Первым приехал Шерифф, я услышал за дверью его быстрые шаги, и вот он уже шел мне навстречу по комнате своей смешной покачивающейся походкой.

— Хэлло, — приветствовал он меня, чуть задыхаясь.

— Хэлло, Чарльз, — отозвался я. — Сто лет тебя не видел.

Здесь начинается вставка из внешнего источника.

PR #820, opened 2026-01-08
Respect catppuccin.fcitx5.apply

hey2022:
Simple fix to a bug introduced in #797, where the fcitx5 module no longer respects the catppuccin.fcitx5.apply setting

### DIFF
--- a/modules/home-manager/fcitx5.nix
+++ b/modules/home-manager/fcitx5.nix
@@ -41,7 +41,9 @@ in
       addons = [
         (sources.fcitx5.override { inherit (cfg) enableRounded; })
       ];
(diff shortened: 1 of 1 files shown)


isabelroses:
I think i would rather remove the option then support it again. since now you can `mkForce` it to off.

hey2022:
While you can `mkForce`, since https://github.com/nix-community/home-manager/pull/6940 any setting to fcitx5.settings will make home-manager manage `~/.config/fcitx5` preventing gui configuration through fcitx5-configtool. I feel that an option to simply disable nix catppuccin from enabling the management of the whole fcitx5 config (not just the theme now) would be convenient for people.

PR #883, opened 2026-04-05
fix(opencode): move theme to programs.opencode.tui

fredclausen:
In nix-community/home-manager@1089b2c  the home manager module was updated to support OpenCode v1.2.15+, which  requires TUI-specific settings like theme in a separate tui.json file. 

This fixes the deprecation warning about programs.opencode.settings containing TUI-specific keys.


pbek (approved):

isabelroses:
thanks!

PR #884, opened 2026-04-06
feat(home-manager): add support for hyprtoolkit

### LINKED ISSUE #779: Support Hyprtoolkit
Hyprtoolkit was just released and now allows theming:
https://wiki.hypr.land/Hypr-Ecosystem/hyprtoolkit/

**TLDR:** in `~/.config/hypr/hyprtoolkit.conf` it allows to configure:

Image

SchweGELBin:
Resolves #779

Hey, this PR adds support to hyprtoolkit as suggested in the mentioned issue.
The hyprtookit repository got added a few days ago, so I could finally add this port here.
A simple `xdg.configFile` is the best approach I could think of as a home-manager module isn't available (yet) and not really needed in this use case.

hyprtoolkit is, as its name indicates, a toolkit like gtk or qt that can be themed and preferenced by a file that's being provided by the catppuccin port.

### DIFF
--- a/modules/home-manager/hyprtoolkit.nix
+++ b/modules/home-manager/hyprtoolkit.nix
@@ -1,0 +1,21 @@
+{ catppuccinLib }:
+{ config, lib, ... }:
+
+let
+  inherit (config.catppuccin) sources;
+
+  cfg = config.catppuccin.hyprtoolkit;
+in
+
+{
+  options.catppuccin.hyprtoolkit = catppuccinLib.mkCatppuccinOption {
+    name = "hyprtoolkit";
+    accentSupport = true;
+    useGlobalEnable = false;
+  };
+
+  config = lib.mkIf cfg.enable {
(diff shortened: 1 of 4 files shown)


modules/home-manager/hyprtoolkit.nix
```diff
@@ -0,0 +1,20 @@
...
+let
+  inherit (config.catppuccin) sources;
+
+  cfg = config.catppuccin.hyprtoolkit;
+in
+
+{
+  options.catppuccin.hyprtoolkit = catppuccinLib.mkCatppuccinOption {
+    name = "hyprtoolkit";
+    accentSupport = true;
```
isabelroses, line 13: since there is no upstream option blocking this from being enabled we should add this

```suggestion
    accentSupport = true;
    useGlobalEnable = false;
```

isabelroses (approved):

PR #885, opened 2026-04-08
Add support for Home Assistant

Aehmlo:
This PR contains a pair of commits with the goal of supporting Catppuccin theming of the Home Assistant frontend (Lovelace).

The first commit implements baseline functionality. Unfortunately, Home Assistant [doesn't provide](https://github.com/home-assistant/home-assistant.io/issues/27849#issuecomment-1678565423) any means to directly set the default frontend theme declaratively, so as a workaround, I've included an optional run-at-startup automation to set the default theme at runtime.

The second commit implements `catppuccin.home-assistant.{light,dark}Flavor` to integrate with Home Assistant's built-in light/dark theming support. This is modeled loosely on #442; the gist is that the bare `flavor` option is the default value for both dark and light flavors and each can be overridden separately. This feels likely to be forward compatible with potential future solutions for separate dark/light themes (and I'd be happy to help out with that implementation, if there's interest, separately).

I've tested this (both commits) and it works exactly as expected for me on Home Assistant 2026.4.1. I'd love to have access to it on 25.11, so I'll happily submit a backport PR if this is accepted.

### DIFF
--- a/modules/nixos/home-assistant.nix
+++ b/modules/nixos/home-assistant.nix
@@ -1,0 +1,49 @@
+{ catppuccinLib }:
+{
+  lib,
+  config,
+  ...
+}:
+let
+  inherit (config.catppuccin) sources;
+  inherit (lib) singleton toSentenceCase;
+
+  cfg = config.catppuccin.home-assistant;
+in
+{
+  options.catppuccin.home-assistant =
+    catppuccinLib.mkCatppuccinOption {
+      name = "home-assistant";
+      accentSupport = true;
+    }
+    // {
+      setDefaultAtStartup = lib.mkEnableOption "setting the default theme at Home Assistant startup" // {
+        default = true;
+        example = false;
+      };
+    };
+
+  config = lib.mkIf cfg.enable {
+    services.home-assistant.config = {
+      frontend.themes = "!include_dir_merge_named ${sources.home-assistant}";
+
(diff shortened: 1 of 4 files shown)


Aehmlo:
Added `services.home-assistant.enable = true` to NixOS tests based on previous PRs.

modules/nixos/home-assistant.nix
```diff
@@ -0,0 +1,90 @@
...
+      darkFlavor = lib.mkOption {
+        type = catppuccinLib.types.flavor;
+        default = config.catppuccin.home-assistant.flavor;
+        description = ''
+          Catppuccin flavor for Home Assistant dark mode.
+
+          Takes priority over {option}`catppuccin.home-assistant.flavor`.
+        '';
+        example = "macchiato";
+      };
```
isabelroses: i'd like to do this in one standard way at some point, https://github.com/catppuccin/nix/issues/420, so lets not include it here for now

Aehmlo:
Removed dark mode support, rebased, and squashed into a single commit. For those interested, I'll keep the dark mode patch up on [my personal fork](https://github.com/Aehmlo/catppuccin-nix/tree/home-assistant-dark) for now, until the unified approach is sorted out.

isabelroses:
thanks for the contribution!

PR #888, opened 2026-04-10
fix: replace old config scheme in opencode

OriCat101:
programs.opencode.settings contains deprecated TUI-specific keys: theme
These settings should be moved to programs.opencode.tui instead.

OpenCode v1.2.15+ requires TUI settings in a separate tui.json file. See: https://opencode.ai/docs/config#tui


OriCat101:
ups, should have checked open PR's #883

PR #3490, opened 2024-12-22
ref(geoip): Remove geoipupdate from compose

BYK:
`geoipupdate` is not used by any other service nor it is needed for any
service to run. Moreover, it is a one-shot command, causing
`docker compose up --wait` to fail when it exits with a non-zero status.
This happens when one has not yet set up their credentials and they may
choose to never do this.

This PR removes `geoipupdate` from the `docker-compose.yml` file and
moves the command directly into the geoip related script. One may run
this whenever they want to update their GeoIP database.

This PR needs an accompanying docs change.

It also has the side-effect of making integration tests slightly faster (due to the initial `docker compose up --wait`), and more reliable as we used to rely on the implicit `docker compose run web` from the `sentry_admin` test. This also skewed the test run duration of `sentry_admin` test by including the system startup time there.

### DIFF
--- a/.github/workflows/test.yml
+++ b/.github/workflows/test.yml
@@ -134,6 +134,7 @@ jobs:
 
       - name: Integration Test
         run: |
+          docker compose up --wait
           if [ "${{ matrix.compose_version }}" = "v2.19.0" ]; then
             pytest --reruns 3 --cov --junitxml=junit.xml _integration-test/ --customizations=${{ matrix.customizations }}
           else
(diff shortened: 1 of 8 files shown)


aldy505 (approved):

aldy505 (approved):
I don't remember which version since Docker introduce the `--wait` flag. But since most people are likely using the updated version of their Docker & Docker Compose, this should be good to go.

BYK:
@aldy505 I mean, we test (and support) 2.19 and 2.26 which both seem to support the flag and that's kind of all I care about 😅

aminvakil (approved):

hubertdeng123 (approved):

PR #3491, opened 2024-12-23
ref(snuba): Combine bootstrap & migrate for faster bootstrap

BYK:
I think we split these actions in the past due to some lack of options for them to work together properly. Right now looks like `bootstrap` would automatically migrate and propagates the `force` flag.


hubertdeng123 (approved):
CI seems to be looking fine with this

Он здорово постарел, подумал я, впрочем, так же он выглядел пять лет назад, когда он метался в тревоге и постоянно недосыпал. Щеки его потеряли былую округлость, и от румянца остались только два пятна. На лбу и вокруг глаз прорезались морщинки, и одно веко подергивалось. Одет он был не так тщательно, как одевался раньше, на моей памяти. Но вот он сел, улыбнулся, и в глазах его вспыхнули прежняя веселость, блеск и легкомыслие.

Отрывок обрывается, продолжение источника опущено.